We also compared our approach with that of deep learning-based models. Tian et al. (14) and He et al. (44) developed convolutional NNs and used computed tomography images as input. However, since our clinical data were in tabular form, not as images, we could not use the exact same method. Instead, we applied a relatively simpler architecture named multilayer perceptron to evaluate the performance of the NN in our data set (Fig. S1C). Using the genes selected in the frequency model, we trained a multilayer perceptron on our data set. The AUC was 0.925 for the training data and 0.588 for the test data (Fig. S2B). We also trained another NN using the genes selected in the evidence-based model, and its AUC was 0.857 for the training data and 0.585 for the test data (Fig. S2C). Thus, our TAN-based methods performed better than NN based methods in terms of accuracy without overfitting.
Our approach is robust with an external data set
Finally, to further support the robustness of our approach, we used different data sets for training/testing a new TAN model. Specifically, we used the cohort data of Rizvi et al. (7) for training/testing and the cohort data from Hellman et al. (21) for evaluating the external validity of the model. However, the cohort data from Rizvi et al. only included adenocarcinoma, whereas that from Hellman et al. also included other subtypes. Therefore, we limited our analysis to lung adenocarcinoma patients and used the cohort from Rizvi et al. in model reconstruction and the cohort from Hellman et al. as external data.
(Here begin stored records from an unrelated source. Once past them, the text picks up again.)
PR #1004, opened 2023-11-06
Add a scroll up listener alongside the scroll down key listener

Paganiniana:
Salutations! 

I was just playing with the chapter 5 code and noticed that there was no way to "scroll" back up through a page. I'm not sure if this is a desirable feature or not, but here it is!

### DIFF
--- a/src/lab2.py
+++ b/src/lab2.py
@@ -53,6 +53,7 @@ class Browser:
 
         self.scroll = 0
         self.window.bind("<Down>", self.scrolldown)
+        self.window.bind("<Up>", self.scrollup)
 
     def load(self, url):
         body = url.request()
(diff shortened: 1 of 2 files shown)


pavpanchekha:
Thanks, @Paganiniana! This is actually one of the exercises in that chapter, so it is desirable but intended for the reader to write on their own, so I'm going to have to deny the pull request, but you did implement it correctly!

Paganiniana:
🤦‍♂️ Yep, there it is, clear as day, in the _MouseWheel_ exercise. My bad! I was trying to compare rendering between the `src/lab5.py` file and my TypeScript repo and was confused at why the up arrow key wasn't working. 😅 I'll do my best to check that section before future PRs!

PR #1006, opened 2023-11-07
De-duplicate code from lab13, lab14 and lab15

chrishtr:
In the process I found a few discrepancies that are now fixed, and also back-ported one improvement to lab9,
and found and fixed bugs in lab11 and lab12.


chrishtr:
In the interests of time, going to go ahead and land this.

TP53, PTPRD, SMARCA4, PTPRT, KMT2C, KRAS, STK11, KEAP1, EPHA3, EGFR, and RBM10 were the most frequently mutated genes (>10%) in the training cohort and were used to build the new TAN model (Fig. S3A). The AUCs for the frequency-based model were 0.841 for the training data and 0.732 for the test data. The AUC for the external validation cohort was 0.740 (Fig. S4A), which shows the generalizability of our approach.
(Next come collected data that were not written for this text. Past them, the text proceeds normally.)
PR #1007, opened 2023-11-07
Improve naming and code structure around clone_latest

chrishtr:


src/lab13.py
```diff
@@ -1339,14 +1339,15 @@ def composite(self):
                 max(self.active_tab_height,
                     layer.absolute_bounds().bottom())
 
-    def clone_latest(self, visual_effect, current_effect):
-        node = visual_effect.node
+    def clone_latest(self, parent_effect, child_effect):
```
pavpanchekha, line 1342: Should we maybe name it `old_parent_effect`? Willing to merge as is too.

pavpanchekha (approved):
I'm not sure changing the `children` parameter to `child` is good, we might end up changing it back if we do the atomic draw-display-list, but the cleanup to names is good.

src/lab13.py
chrishtr: I like parent_effect. "old" people might think of as "from previous frame"

chrishtr:
FYI I tried the atomic thing, and I found:
* it was harder to understand IMO than anticipated
* It also had visual artifacts in the text I couldn't immediately figure out - something to do with drawing two textures on top of each other. I now recall I tried it way back when and found the same result. I'd rather not spend time on it at this point, so recommend we do not do it.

Meanwhile, the AUCs for the evidence-based model (Fig. S3B) were 0.792 for the training data and 0.770 for the test data. The AUC for the external validation cohort was 0.635 (Fig. S4B). The reason behind this might be that clinical knowledge for overall lung cancer was not appropriate to this adenocarcinoma-specific subpopulation. Still, the evidence-based model was more accurate than those from previous reports (Fig. S2) (14, 44, 45).
Discussion
Most prior attempts to predict immunotherapy responses have used ML-based approaches (13–15), which are complex “black-box” systems that cannot handle missing data. Moreover, they require all the clinical and molecular information to be provided as input. However, such data are often difficult to obtain, especially in hospitals with limited resources, which hampers the clinical application of these models. In addition, transparency and clinical validation are necessary to achieve reliable medical AI (16). Therefore, we sought to develop an interpretable and robust model that predicts NSCLC patient responses to immunotherapy. We used clinical information, selected genetic variant data based on frequency- and evidence-based approaches, and established optimized TAN models. Our approach is comparable with, or even superior to, several cutting-edge ML methods (14, 44, 45), while retaining explainability. It provides clinically informative predictions even when data are limited (Fig. 5), as this is quite common in clinical settings. Furthermore, because this model only computes conditional probabilities based on Bayes’ theorem (46), it is possible, if necessary, to control which nodes should (or should not) have connections, using a “white list” (or “black list”) based on expert knowledge. Our models could also be used to generate hypotheses for future research. For instance, our inferences based on limited data (Fig. 5) are consistent with the findings of recent reports (28, 30). This suggests that, by using more clinical samples with diverse genetic profiles, our approach may reveal new therapeutic targets, providing an invaluable resource for both clinical and basic medicine.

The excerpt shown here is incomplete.